Chi inizia ad avere qualche capello grigio in testa, ricorda che fino a non molti ani fa le campane nel nostro piccolo paesello non erano attivate automaticamente ma il tutto era gestito a mano. Lungo la torre campanaria scendevano delle lunghe funi che terminavano nel piccolo locale alla base del campanile, a cui si accedeva dal fondo della navata destra della chiesa. Era una piccola stanza di pochi metri quadrati, piuttosto buia ed umida, con un alto soffitto che conteneva diversi fori dai quali uscivano robuste funi di corda. Ogni corda si depositava a terra formando lunghi serpentoni a cui occorreva fare particolare attenzione giacché, quando le campane erano in movimento, queste corde salivano e scendevano con straordinaria forza, tanto che erano nate leggende (credo che fossero tali) di inavvertiti ospiti arpionati dalle corde e trascinati verso l’alto.

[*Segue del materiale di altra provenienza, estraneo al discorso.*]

PR #199, opened 2022-01-19
login: use wait_for_scan to figure out when the user scans the QR code

sumnerevans:
Requires https://gitlab.com/beeper/signald/-/merge_requests/12.

### DIFF
--- a/mautrix_signal/web/provisioning_api.py
+++ b/mautrix_signal/web/provisioning_api.py
@@ -25,7 +25,7 @@ from aiohttp import web
 from mausignald.errors import InternalError, TimeoutException
 from mausignald.types import Account, Address
 from mautrix.types import UserID
-from mautrix.util.bridge_state import BridgeStateEvent
+from mautrix.util.bridge_state import BridgeState, BridgeStateEvent
 from mautrix.util.logging import TraceLogger
 
 from .. import user as u
@@ -186,6 +186,18 @@ class ProvisioningAPI:
             )
         session_id = user.command_status["session_id"]
         device_name = user.command_status["device_name"]
+        try:
+            await self.bridge.signal.wait_for_scan(session_id)
+            status_endpoint = self.bridge.config["homeserver.status_endpoint"]
+            if status_endpoint:
+                state = BridgeState(state_event=BridgeStateEvent.CONNECTING).fill()
+                asyncio.create_task(state.send(status_endpoint, self.bridge.az.as_token, self.log))
+        except Exception as e:
+            self.log.exception(f"Failed waiting for scan. Error: {e}")
+            raise web.HTTPBadRequest(
+                text='{"error": "Failed to wait for scan"}', headers=self._headers
+            )
+
         try:
             account = await asyncio.shield(self._shielded_link(user, session_id, device_name))
         except asyncio.CancelledError:
--- a/mautrix_signal/web/provisioning_api.py
+++ b/mautrix_signal/web/provisioning_api.py
@@ -172,11 +172,10 @@ class ProvisioningAPI:
         try:
             account = await asyncio.shield(self._shielded_link(user, session_id, device_name))
         except asyncio.CancelledError:
-            error_text = f"Client cancelled link wait request ({session_id}) before it finished"
-            self.log.warning(error_text)
-            raise web.HTTPInternalServerError(
-                text=f'{{"error": "{error_text}"}}', headers=self._headers
+            self.log.warning(
+                f"Client cancelled link wait request ({session_id}) before it finished"
             )
+            raise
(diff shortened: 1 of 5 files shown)


mautrix_signal/web/provisioning_api.py
```diff
@@ -43,17 +43,27 @@ def __init__(self, bridge: "SignalBridge", shared_secret: str) -> None:
...
-        # self.app.router.add_post("/api/register/code", self.register_code)
-        self.app.router.add_post("/api/logout", self.logout)
+
+        # New Login API
+        self.app.router.add_options("/api/link/v2/new", self.login_options)
+        self.app.router.add_options("/api/link/v2/waitForScan", self.login_options)
+        self.app.router.add_options("/api/link/v2/waitForAccount", self.login_options)
+        self.app.router.add_post("/api/link/v2/new", self.link_new)
+        self.app.router.add_post("/api/link/v2/waitForScan", self.link_wait_for_scan)
+        self.app.router.add_post("/api/link/v2/waitForAccount", self.link_wait_for_account)
```
tulir, line 66: `/_matrix/provision/v1/api/link/v2/...` :upside_down_face: 

I'll try to figure out the best way to make the endpoint names less messy

tulir: Right, https://github.com/mautrix/signal/pull/199/commits/038fc52be38e27f9886ac27709255c61640e33b4 should make versioning sane. Legacy endpoints are unchanged, new endpoints are `/_matrix/provision/v1/link/wait/scan` (and `/new` and `/wait/account`).

There are v2 versions of whoami and logout to remove the redundant `/api` prefix. New versions can also be added easily if ever needed since the version is now in the endpoint path rather than global config file.

sumnerevans: I think that makes sense. I had actually thought about using `/link/wait/scan` and `/link/wait/account` as well, but I was 50/50 on which to do. I opted for a bit more explicit `v2`, but it makes a lot more sense having the `v2` before `/link`.

mautrix_signal/web/provisioning_api.py
```diff
@@ -21,11 +21,12 @@
 import logging
 
 from aiohttp import web
+from attr import asdict
```
tulir, line 24:
```suggestion
```

mautrix_signal/web/provisioning_api.py
```diff
@@ -212,6 +198,122 @@ async def link_wait(self, request: web.Request) -> web.Response:
...
+            )
+        session_id = user.command_status["session_id"]
+        device_name = user.command_status["device_name"]
+        return await self._try_shielded_link(user, session_id, device_name)
+
+    # endregion
+
+    # region New Link API
+
+    async def _get_request_data(self, request: web.Request) -> tuple[u.User, web.Response]:
```
tulir, line 242: This seems to return a dict (`await request.json()`)

```suggestion
    async def _get_request_data(self, request: web.Request) -> tuple[u.User, dict]:
```

mautrix_signal/web/provisioning_api.py
```diff
@@ -135,62 +149,34 @@ async def status(self, request: web.Request) -> web.Response:
...
         try:
             account = await asyncio.shield(self._shielded_link(user, session_id, device_name))
         except asyncio.CancelledError:
-            self.log.warning(
-                f"Client cancelled link wait request ({session_id}) before it finished"
+            error_text = f"Client cancelled link wait request ({session_id}) before it finished"
+            self.log.warning(error_text)
+            raise web.HTTPInternalServerError(
+                text=f'{{"error": "{error_text}"}}', headers=self._headers
             )
```
tulir, line 180: Raising a HTTP error here is pointless, the client is already gone. Might make sense to re-raise the CancelledError after logging it though

```suggestion
            self.log.warning(
                f"Client cancelled link wait request ({session_id}) before it finished"
            )
            raise
```

mautrix_signal/web/provisioning_api.py
```diff
@@ -212,6 +198,122 @@ async def link_wait(self, request: web.Request) -> web.Response:
...
+        except KeyError:
+            error_text = '{"error": "session_id not provided"}'
+            raise web.HTTPBadRequest(text=error_text, headers=self._headers)
+
+        try:
+            await self.bridge.signal.wait_for_scan(session_id)
+        except Exception as e:
+            error_text = f"Failed waiting for scan. Error: {e}"
+            self.log.exception(error_text)
+            self.log.info(e.__class__)
```
tulir, line 291: Leftover debug log?

```suggestion
```

tulir (approved):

Le campane venivano suonate in gruppo solo nei giorni di festa: in tutti gli altri giorni feriali il sacrista si limitava a tirare una o due corde in modo un po’ ripetitivo. Ma erano le festività che vedevano la presenza dell’intero gruppo dei campanari, che, prima della “mesa granda”, si ritrovavano per dar vita al concerto di campane. Era, a suo modo, un piccolo gruppo di eletti, a cui si poteva essere ammessi dopo aver dato prova di abilità, forza e passione. Erano persone che da anni immemori facevano questo servizio e che conoscevano tutti i trucchi del mestiere. Anche in questo piccola élite c’era una indiscussa gerarchia, costruita in base al peso e alla melodia della campana suonata durante il concerto. Il tutto era diretto dall’anziano del gruppo, che non solo aveva alle spalle anni e anni di suonate ma che conosceva le diverse melodie, stampate con il fuoco nella sua mente. Infatti quello che ad un orecchio inesperto poteva sembrare una sequenza casuale di suoni, in realtà era frutto di una attenta sequenza di gesti, di movimenti, di prese e di rilasci, tutti fatti sotto l’austera voce del capo campanaro, che comandava con piglio e determinazione. Ogni campana era identificata da un numero: c’era la “prima”, la “secunda”, la “tersa”, etc. (ovviamente il linguaggio di comunicazione tra i campanari era rigorosamente il dialetto) ed infine c’era “el campanon”, il gioiello del coro campanaro, che veniva affidato, per peso (era una campana assai pensante da manovrare) e per prestigio al più autorevole del gruppo. Essere ammessi al rito delle campane non era una cosa semplice: come tutte le “sette” anche i campanari erano gelosi della loro arte, sicché, se ti veniva concesso l’ingresso (normalmente introdotto e presentato da qualche adepto) dovevi state quieto quieto in un angolo, senza fiatare né disturbare, cercando pure di intralciare il meno possibile lo strettissimo corridoio di ingresso.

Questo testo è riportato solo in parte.